Q: Can I skip the white chocolate?
A: You can, but white chocolate adds richness and that signature flavor. Replace with the same amount of milk if skipping.
Q: How do I prevent raspberries from sinking?
A: Toss berries lightly in a teaspoon of flour before folding into the batter.
Q: Can I make this gluten-free?
A: Use a 1:1 gluten-free flour blend and check baking powder is gluten-free. You may need a slight adjustment to moisture.
Conclusion
For more creative takes and step-by-step ideas, check out these recipes: White Chocolate Raspberry Cake Recipe – Baker by Nature, White Chocolate Raspberry Cake: Delicious Recipe from Scratch, and a raw, vegan twist at Raw Vegan White Chocolate and Raspberry Cheesecake {Gluten …}.
Heavenly White Chocolate Raspberry Cake
Ingredients
Dry Ingredients
- 2 cups all-purpose flour
- 2 teaspoons baking powder
- 1/2 teaspoon salt
Wet Ingredients
- 1/2 cup butter, at room temperature For best results, use room temperature.
- 1 cup granulated sugar
- 3 large eggs Room temperature preferred.
- 1/2 cup milk Room temperature preferred.

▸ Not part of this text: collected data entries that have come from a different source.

PR #938, opened 2025-06-23
content: An image with R 4.5, Python 3.13, Quarto 1.7, and latest drivers

aronatkins:
Merges to main. A new image having R 4.5.

@bschwedler & @ianpittwood - I've updated the drivers version in this new image but not elsewhere. It looks as if we have a variety of drivers version references. Should I use the 2024.03.0 drivers like all of the other images?

The `Justfile`, for example, references 2023.05.0, while there are many other references to 2024.03.0. My change is the only reference to 2025.03.0, as far as I can tell.


bschwedler (commented):
We should always try to use the latest released version of the drivers.

The bakefile(s) controls the versions that are installed in the published images.
Historically, the default `ARG` values in each `Dockerfile` have not been kept well up-to-date.

If you don't anticipate it causing issues with the content images, we can also update the driver version in both bakefiles. This could be done in a separate PR.

Perhaps it's time to remove these `Dockerfile` defaults in a separate PR to prevent similar confusion in the future.

docker-bake.hcl
```diff
@@ -161,6 +161,9 @@ variable CONTENT_BUILD_MATRIX {
 
       # R-4.4, Python-3.12.4, Quarto-1.4.557 (polyfill.js vulnerability patch)
       {os = "ubuntu2204", os_alt = "jammy", r = "4.4.1", py = "3.12.4", drivers = "2024.03.0", quarto = "1.4.557"},
+
+      # R-4.5, Python-3.13, Quarto-1.7
+      {os = "ubuntu2204", os_alt = "jammy", r = "4.5.1", py = "3.13.5", drivers = "2025.03.0", quarto = "1.7.32"},
```
bschwedler, line 166: Let's keep this consistent with the existing content images for now. We can upgrade them all in a separate PR.
```suggestion
      {os = "ubuntu2204", os_alt = "jammy", r = "4.5.1", py = "3.13.5", drivers = "2024.03.0", quarto = "1.7.32"},
```

bschwedler (changes requested):

docker-bake.hcl
aronatkins: Done.

aronatkins:
> LGTM. Out of curiosity, should we start producing these on an Ubuntu 24 base now too?

I am in favor of using Ubuntu 24 as a base, but that should happen alongside these image. In my opinion, your in-flight work to restructure image building (and names) is the right place to adjust the base image.

PR #943, opened 2025-07-03
chore: increase RSW_LAUNCHER_TIMEOUT from 10 to 60

fh-mthomson:
Per Posit Support Ticket #107355, we've seen our Kubernetes Workbench pod get stuck in a crashloop (more than >20% of the time), due to "wait-for-it.sh" timing out after 10 seconds: https://github.com/rstudio/rstudio-docker-products/blob/3bb8d5f9835f30ed93b00f92005b114ebeb598f1/workbench/startup.sh#L86

Example error (redacted slightly, for illustration):
```
wait-for-it.sh: timeout occurred after waiting 10 seconds for localhost:5559
== Exiting ==
....
Deactivating license ...
...
```

We've confirmed that bumping `RSW_LAUNCHER_TIMEOUT` to 60s is plenty to ensure the launcher starts up in time.

Feel free to modify as applicable - we're not ultimately familiar with the intracies or intent of `wait-for-it.sh` (since it's not part of the standard Workbench setup, afaik).


fh-mthomson:
@ianpittwood @bschwedler are y'all open to reviewing/including this change before next Workbench release?

bschwedler:
@fh-mthomson Have you tried adding the `RSW_LAUNCHER_TIMEOUT` env var using Helm values?

```yaml
pod:
  # -- env is an array of maps that is injected as-is into the "env:" component of the pod.container spec
  env:
    - name: RSW_LAUNCHER_TIMEOUT
      value: 60
```
https://github.com/rstudio/helm/blob/c7edade7458d2122142525d56c03098c8c308c10/charts/rstudio-workbench/values.yaml#L366-L367

This will interact with the [startupProbe](https://github.com/rstudio/helm/blob/c7edade7458d2122142525d56c03098c8c308c10/charts/rstudio-workbench/values.yaml#L278-L288), _but_ the default total timeout for the probe is `300s`.

---
We can also update the default in the container images.

I'll have to cherry-pick your change into a separate PR.  Builds from forks will still fail until we are able to overhaul the image workflows.

fh-mthomson:
> Have you tried adding the `RSW_LAUNCHER_TIMEOUT` env var using Helm values?

We considered it and agree it would work! 

But felt it was slightly more self-contained to override the env var within the specific Docker image from which it was being set/used (via `wait-for-it.sh` in the upstream Posit image, rather than the Workbench app itself).

bschwedler:
Sounds good.

I've created #958 so that this can run through CI.  I've set it to 30s. We've been using this value in our internal Kubernetes clusters for some time.

fh-mthomson:
Amazing, thank you! Always helpful to know what has worked well - 60s was a conservative guess.

PR #948, opened 2025-07-15
Add load flag to docker/bake-action

bschwedler:
This is an attempt to fix inconsistent output of layer digests.

`docker history` was not showing the digets output for images pulled
from Docker Hub or GHCR.

This issue indicates that in order for buildx to output the digests, we
need to set `load: true`
https://github.com/docker/build-push-action/issues/906


ianpittwood (approved):
Should we bump to the v6 action too since it's out?

bschwedler:
> Should we bump to the v6 action too since it's out?

Good call. I'll pull that in and rebase.

PR #951, opened 2025-08-05
Use default Python install, not jupyterlab install

cm421:
Brought up in a customer ticket #118720 pointing out that the `jupyter` version of python isn't user-writable so the default python version for this image isn't usable out of the box. 

```
$ which python
/opt/python/jupyter/bin/python
$ pip install scipy
...
Installing collected packages: numpy, scipy
ERROR: Could not install packages due to an OSError: [Errno 13] Permission denied: '/opt/python/jupyter/lib/python3.12/site-packages/numpy'
Check the permissions.
```

This reverts a change to set whatever the `PYTHON_VERSION` is to be the default python version

### DIFF
--- a/r-session-complete/Dockerfile.ubuntu2204
+++ b/r-session-complete/Dockerfile.ubuntu2204
@@ -58,7 +58,7 @@ RUN /opt/python/"${PYTHON_VERSION}"/bin/python -m venv /opt/python/jupyter \
     && /opt/python/${PYTHON_VERSION_ALT}/bin/python -m ipykernel install --name py${PYTHON_VERSION_ALT} --display-name "Python ${PYTHON_VERSION_ALT}" \
     && /opt/python/jupyter/bin/python -m pip cache purge
 
-ENV PATH="/opt/python/jupyter/bin:${PATH}"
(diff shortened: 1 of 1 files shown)


cm421:
I'm not sure why the tests are failing on quarto as my change shouldn't have bumped that. Though I see a lot of other PRs with failing tests so I'm going to assume that the failure isn't specific to my changes

cm421:
Thank you both! I've updated to keep both Jupyter and the default python version on PATH. Curious to see if maybe Quarto did want some python packages that were in the Jupyter install?

cm421:
@bschwedler sorry for the delay, is using `QUARTO_PYTHON` like this what you were thinking? I'm not sure if it's supposed to be used with a venv like this but it dos build and it passes `quarto check` without issue and also allows users to install packages with the normal python install.

bschwedler:
> What surprises me with the user I created is that the `PATH` with the full python install was clobbered by the user's default shell/profile, so the python wasn't readily available. I thought this _was_ working before, where setting `PATH` with quarto's python in the front was getting picked up in user sessions.
> 
> Does this seem like what you'd expect?

Perhaps we need to add this to `/etc/paths` as well?

PR #959, opened 2025-08-14
Prep for `dev` branch removal

bschwedler:
- **Remove @costrouc from CODEOWNERS**
- **Remove `SRC_IMAGE_NAME` from ci.justfile**
- **Remove unused just recipes from ci.justfile**
- **Remove separate `dev` branch treatment in GitHub Actions**
- **Update NEWS.md to remove the `dev` branch**


ci.Justfile
ianpittwood, line 1: Should we consider updating the `Justfile` too with any removals and the merge them together?

.github/workflows/build-bake.yaml
ianpittwood, line 1: We should be able to remove the split checkouts too, but only after the primary branch is swapped for `main`.

There are also several instances of `${{ github.ref == 'refs/heads/main' || github.event_name == 'schedule' }}` for push that we can remove `github.event_name == 'schedule'` from when `main` is the primary.

ianpittwood (approved):
I think this is OK as is, just a few comments of things you're probably already aware of. Thanks for doing this :D

ci.Justfile
bschwedler: That's a good idea. Let me do that and push another commit.

PR #981, opened 2025-10-15
Add soci v2 index to workbench-session-init

jforest:
Not the most elegant thing.  `ctr` doesn't pick up regular docker credentials, that's why the hacky long `if`/`elif`/`else` line


ianpittwood (approved):
LGTM! Thanks for doing this!

PR #583, opened 2020-02-13
RS-594 Image fallback for various filetypes

petro97:
Description:

Linting:

- [x] No linting errors

Component Updates:

Tests:

- [x] Manual tests

Documentation:


src/components/src/ImageContainer/image.container.tsx
```diff
@@ -0,0 +1,63 @@
...
+
+function ImageContainer(props: ImageContainerProps) {
+  const { fileName, imgUrl, className } = props;
+
+  const epConfig = getConfig();
+  Config = epConfig.config;
+
+  const handleError = (e, defaultImgUrl) => {
+    const { src } = e.target;
+    const types = ['.png', '.svg', '.jpg', '.tif'];
```
plundaahl-ep: I might be wrong about this, but I feel like maybe this should live in `ep.config.json`? This would give consumers the ability to do the following without making code changes:

- Control the order in which types are checked.
- Add or remove file types.
- Disable the feature if it winds up hitting render times too hard.

Also, would it be worth filtering `types` to remove whatever initial file type is provided to `props.fileName`?

As this stands now, I'm pretty sure that if `props.fileName` is `foo.png` but the actual file is `foo.jpg`, the component will make a second unnecessary request for `foo.png`, because `.png` appears in the types list before `.jpg`.

petro97: @plundaahl-ep, if we have an image "banner-1.jpg". and the first request has status code is 400 we don't send more requests with this file type. Then we will take the next file-types in the array. If the image is not on the CDN, then we display the local one.

petro97: I think I need to update this component

plundaahl-ep: Ah! Thanks @petro97, I got thrown off by the regex and I made some incorrect assumptions on my first pass through.

I did some quick modifications of your code to strip it down to just business logic, and I ran through them in my browser console. It looks like the `handleError` function jumps directly to the initially-provided type, meaning that if the `fileName` prop is a `jpg`, it will never try `png` or `svg`.

```
let curSrc;

const handleError = () => {
  const src = curSrc;
  const types = ['.png', '.svg', '.jpg', '.tif'];
  const currentType = src.replace(/.*(?=\.)/g, '');
  const i = types.indexOf(currentType);
  if (types[i + 1]) {
    curSrc = curSrc.replace(currentType, types[i + 1]);
    console.log(curSrc);
  } else {
    console.log('default');
  }
};

curSrc = 'myimg.png';
handleError(); // myimg.svg
handleError(); // myimg.jpg
handleError(); // myimg.tif
handleError(); // default

curSrc = 'myimg.jpg';
handleError(); // myimg.tif
handleError(); // default
```

plundaahl-ep: I'm not sure if you want to avoid adding state to this, but if so, maybe something like the following would work?

```
const fallbackTypes = ['.png', '.svg', '.jpg', '.tif'];

function ImageContainer(props: ImageContainerProps) {
  const { fileName, imgUrl, className } = props;

  const initType = fileName.replace(/.*(?=\.)/g, '');
  const types = [
    initType,
    ...fallbackTypes.filter(fileType => fileType !== initType)
  ];

  const handleError = (e, defaultImgUrl) => {
    const { src } = e.target;
    const currentType = src.replace(/.*(?=\.)/g, '');
  // ...
```

Thanks - I'm sure our SCs will appreciate this feature!

petro97: Thanks @plundaahl-ep, This is actually great idea, I'll use this array filter to check all types of files

src/components/src/ImageContainer/image.container.tsx
```diff
@@ -0,0 +1,88 @@
...
+  const {
+    fileName, imgUrl, className, isSkuImage, onLoadData,
+  } = props;
+
+  const fallbackTypes = Config.imageFileTypes.types;
+  const initType = imgUrl.replace(/.*(?=\.)/g, '');
+  const types = (fallbackTypes && fallbackTypes.length > 0) ? [
+    initType,
+    ...fallbackTypes.filter(fileType => fileType !== initType),
+  ] : [];
```
shaunmaharaj: So if there's no config present, we default to showing no images? Perhaps we should keep the existing `png` as a fallback just in case.

src/components/src/ImageContainer/image.container.tsx
```diff
@@ -0,0 +1,88 @@
...
+}
+
+function ImageContainer(props: ImageContainerProps) {
+  const epConfig = getConfig();
+  Config = epConfig.config;
+  const {
+    fileName, imgUrl, className, isSkuImage, onLoadData,
+  } = props;
+
+  const fallbackTypes = Config.imageFileTypes.types;
```
shaunmaharaj: Any reason why lines 48-53 cannot be moved to within the condition you have on line 58?

src/components/src/ImageContainer/image.container.tsx
```diff
@@ -0,0 +1,88 @@
...
+  const initType = imgUrl.replace(/.*(?=\.)/g, '');
+  const types = (fallbackTypes && fallbackTypes.length > 0) ? [
+    initType,
+    ...fallbackTypes.filter(fileType => fileType !== initType),
+  ] : [];
+  const imageSource = isSkuImage ? Config.skuImagesUrl.replace('%sku%', fileName) : Config.siteImagesUrl.replace('%fileName%', fileName);
+
+  const handleError = (e, defaultImgUrl) => {
+    const { src } = e.target;
+    if (Config.imageFileTypes.enable) {
```
shaunmaharaj: Let's also check if the top-level config is present too
```suggestion
    if (Config.imageFileTypes && Config.imageFileTypes.enable) {
```

src/components/src/ImageContainer/README.md
```diff
@@ -0,0 +1,24 @@
+# ImageContainer
+
+#### Description
+
+Displays the image that dynamically fetching from external CDN of various file-types.
+
+Initially trying to fetch primary file type received from the prop if not found try PNG, if not found try SVG, if not found try JPG, etc.
```
shaunmaharaj: Let's update this
```suggestion
Initially trying to fetch primary file type received from the prop if not found try PNG, if not found try JPG, if not found try SVG etc.

The configuration of these file types may be managed within `ep.config.json`. If no file types are provided in the configuration, the image will be used as is provided in the URL.
```

src/components/src/ImageContainer/image.container.tsx
petro97: Thanks @shaunmaharaj, I'll move it to within the condition

PR #588, opened 2020-02-18
Requisition list updates

yulia-dnistrian:
Description:

Linting:

- [x] No linting errors

Component Updates:

Tests:

- [x] Manual tests

Documentation:


src/components/src/BulkOrder/bulkorder.main.less
```diff
@@ -118,7 +118,7 @@
           margin-right: 5px;
         }
 
-        .form-content-submit {
+        .cart-selection-dropdown {
```
shaunmaharaj: changing the name causes the margin to be removed when multi-cart is not available
image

- 1/2 cup melted white chocolate Melt gently to avoid burning.
Fruits
- 1 cup fresh raspberries Toss in flour if very wet before folding.
Instructions
Preparation
- Preheat the oven to 175°C (350°F). Grease two 20 cm round pans and dust with flour.
- In a medium bowl, mix the flour, baking powder, and salt.
- In a large bowl, cream the butter and sugar for about 4 minutes until smooth and light.
- Add the eggs one at a time, beating well after each. Stir in the melted white chocolate.
- Add the dry ingredients in three batches, alternating with the milk, starting and ending with the flour mixture. Mix until just combined.
- Gently fold the raspberries into the batter without breaking them up too much.
- Divide the batter evenly between the two pans and smooth the tops.
Baking
- Bake for 25–30 minutes. Test with a toothpick — if it comes out clean, the cake is done.
- Let the cakes cool in the pans for 10 minutes, then remove and cool completely on a wire rack.
Serving
- Decorate the top with cream cheese frosting or a light whipped cream and garnish with fresh raspberries.